◆ WORK ITEM ◆
The records below need to be printed in full. Keep each one exact.

Top of STUDY MATERIAL

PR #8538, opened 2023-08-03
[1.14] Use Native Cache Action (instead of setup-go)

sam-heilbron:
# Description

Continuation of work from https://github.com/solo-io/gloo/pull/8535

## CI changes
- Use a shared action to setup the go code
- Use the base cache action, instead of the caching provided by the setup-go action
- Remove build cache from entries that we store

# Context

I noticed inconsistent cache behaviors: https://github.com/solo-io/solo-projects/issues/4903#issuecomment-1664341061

Bottom of STUDY MATERIAL

◆ EXPECTED ANSWER ◆
PR #8538, opened 2023-08-03
[1.14] Use Native Cache Action (instead of setup-go)

sam-heilbron:
# Description

Continuation of work from https://github.com/solo-io/gloo/pull/8535

## CI changes
- Use a shared action to setup the go code
- Use the base cache action, instead of the caching provided by the setup-go action
- Remove build cache from entries that we store

# Context

I noticed inconsistent cache behaviors: https://github.com/solo-io/solo-projects/issues/4903#issuecomment-1664341061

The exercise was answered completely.